The trucks have become virtually the sole source of food and other supplies for Gaza's population.
But the number entering has fallen since Feb. 9 to an average of around 60 a day from an average of more than 140 daily in January, according to figures from the UN office for humanitarian co-ordination, known as OCHA.
Even at its height, UN officials said the flow was not enough to sustain the population and was far below the 500 trucks a day entering before the war.
The cause of the drop was not immediately clear.
For weeks, right-wing Israeli protesters have been holding demonstrations to block trucks, saying Gaza's people should not be given aid.
UN agencies have also complained that cumbersome and complicated Israeli procedures for searching trucks before entry have slowed crossings.
But chaos within Gaza appears to be a major cause.

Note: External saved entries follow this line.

PR #3483, opened 2018-01-02
Use add attributes

tehhowch:
- Simplify definition of the Kestrel and its variants
 - Simplify definitions of Marauder variants
 - Simplify definition of the cloaking Archon
 - Simplify definition of the Deep River variants

With these changes, plus the Doombat change from earlier, proper usage of `add attributes` is conveyed to any content creators that prefer to learn from existing examples, and not just from reading the wiki (where `add attributes` should get an entry, in the Variants header: https://github.com/endless-sky/endless-sky/wiki/CreatingShips#variants).

### DIFF
--- a/data/drak.txt
+++ b/data/drak.txt
@@ -164,7 +164,7 @@ effect "antimatter dust"
 	"random spin" 50
 
 
-ship Archon
+ship "Archon"
 	noun "entity"
 	sprite ship/archon
 		"frame rate" 0.87
@@ -223,31 +223,9 @@ ship Archon
 	explode "nuke explosion" 3
 	"final explode" "final explosion large"
 
-ship Archon "Archon (Cloaked)"
+ship "Archon" "Archon (Cloaked)"
 	"never disabled"
-	attributes
-		category "Heavy Warship"
-		"cost" 1000000000
-		"shields" 4000000
-		"hull" 1000000
-		"required crew" 1
-		"bunks" 1
-		"mass" 1000
-		"drag" 27
-		"heat dissipation" 40
-		"fuel capacity" 800
-		"cargo space" 0
-		"outfit space" 800
-		"weapon capacity" 600
-		"engine capacity" 200
-		"energy capacity" 10000
-		"energy generation" 500
-		"shield generation" 100
-		"shield energy" 100
-		"hull repair rate" 100
-		"hull energy" 100
-		"heat generation" 17
-		"ramscoop" 100
+	add attributes
 		"cloak" .04
 	turret "Drak Anti-Missile Field"
 	turret "Drak Anti-Missile Field"
--- a/data/kestrel.txt
+++ b/data/kestrel.txt
@@ -212,7 +212,6 @@ event "kestrel available: more shields"
 
 ship "Unknown Ship Type"
 	sprite ship/kestrel
-	plural "Kestrels"
 	attributes
 		category "Heavy Warship"
 		"cost" 10300000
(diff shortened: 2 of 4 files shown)


tehhowch:
A side-effect from this change (to the Unknown Ship Type / Kestrel layout) is that a mod which sells only the Kestrel will now sell the "Unknown Ship Type". AFAIK that is only the all-content plugin, which should really sell the better Kestrels and not the base Kestrel anyway - I feel this is a moot point.

Nescio0:
Correct me if I'm wrong, but won't deleting the base “Kestrel” cause errors with all Kestrel variants?

tehhowch:
Testing revealed no such issues - explosion weapons exist and function properly, and the variant for sale on Wayfarer has the proper attributes. Loading from the player's save has no issue either (I destroyed both directly-purchased-then-launched Kestrels, and purchased-then-relaunch-game-then-launch Kestrels - the former uses the directly instantiated variant, while the latter uses a ship read from the save file).

Nescio0:
Good, then I'm no longer concerned; thank you for your elaborate reply.

I still think making the "Unknown Ship Type" a variant of the "Kestrel", instead of the other way around, would be neater, but it probably is “a moot point”.

tehhowch:
>I still think making the "Unknown Ship Type" a variant of the "Kestrel", instead of the other way around, would be neater, but it probably is “a moot point”.

Making that change would result in targeting the test ship and seeing it as a "Kestrel" in the target reticle, rather than as an "Unknown Ship Type".

Nescio0:
Not necessarily, e.g.
```
ship "Kestrel" "Unknown Ship Type"

ship "Unknown Ship Type" "Tarazed Test Type"
```

The Kestrel, UST, and TTT would all be identical; the Kestrel and UST would show up as a "Kestrel", but the TTT would show up as an "Unknown Ship Type" (line 56 probably has to be edited as well).

jafdy:
Isn't that the same solution on more lines?

endless-sky:
It seems a little risky to base a variant on a variant. If the game were ever changed so that FinishLoading() is called on ships in some order other than alphabetical, it would no longer be guaranteed that the "Kestrel" variant has copied over the attributes of the "Unknown Ship Type" before being used as a base model for "Kestrel (Engines)" etc.

tehhowch:
That seems like an important detail that should be mentioned in the wiki, as it is entirely likely others will do what I have done here, especially as the use of `add attributes` becomes known.

While we don't exactly need to multithread the FinishLoading steps, that would be one quick way to have dependency issues between ship objects. Until we have some organizer to defer loading B until its base A is finished (and catch B needing A which needs C which needs B, etc.), I agree it's going to be much safer to not let variants reference variants as their base model.

endless-sky:
The other option would be to always have FinishLoading() call FinishLoading() on the base model before using it. That would probably require having FinishLoading() do nothing if it has already been called (just in case someone creates two variants that are each based on the other), but otherwise it would be straightforward.

But, the other reason to not let there be variants of variants is that in general, you want all the variants to share the same base model name, which means they all need to "inherit" directly from the base model. The Kestrel is a very unusual corner case.

tehhowch:
I can live with +77/-591 :grin: 
No changes needed to the all-content plugin now that the Kestrel is kept as a root level base model (unless the ACP should sell the upgraded Kestrels too).

endless-sky:
That does kind of drive home how absurdly high some of the Marauder engine capacities are...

Moshe Tetro, an official with COGAT, an Israeli military body in charge of civilian Palestinian affairs, said the bottleneck was because the UN and other aid groups can't accept the trucks in Gaza or distribute them to the population.
He said more than 450 trucks were waiting on the Palestinian side of Kerem Shalom crossing, but no UN staff had come to distribute them.
In a rare public criticism of Israel, a top U.S. envoy, David Satterfield, said this week that its targeted killings of Gaza police commanders guarding truck convoys have made it "virtually impossible" to distribute the goods safely.
Besides crowds of desperate Palestinians swarming convoys, aid workers have said they are hampered by heavy fighting, repeated strikes hitting trucks and Israeli failure to guarantee deliveries' safety.
The UN says that from Jan 1 to Feb. 12, 51 per cent of its planned aid deliveries to north Gaza were denied access by Israeli authorities.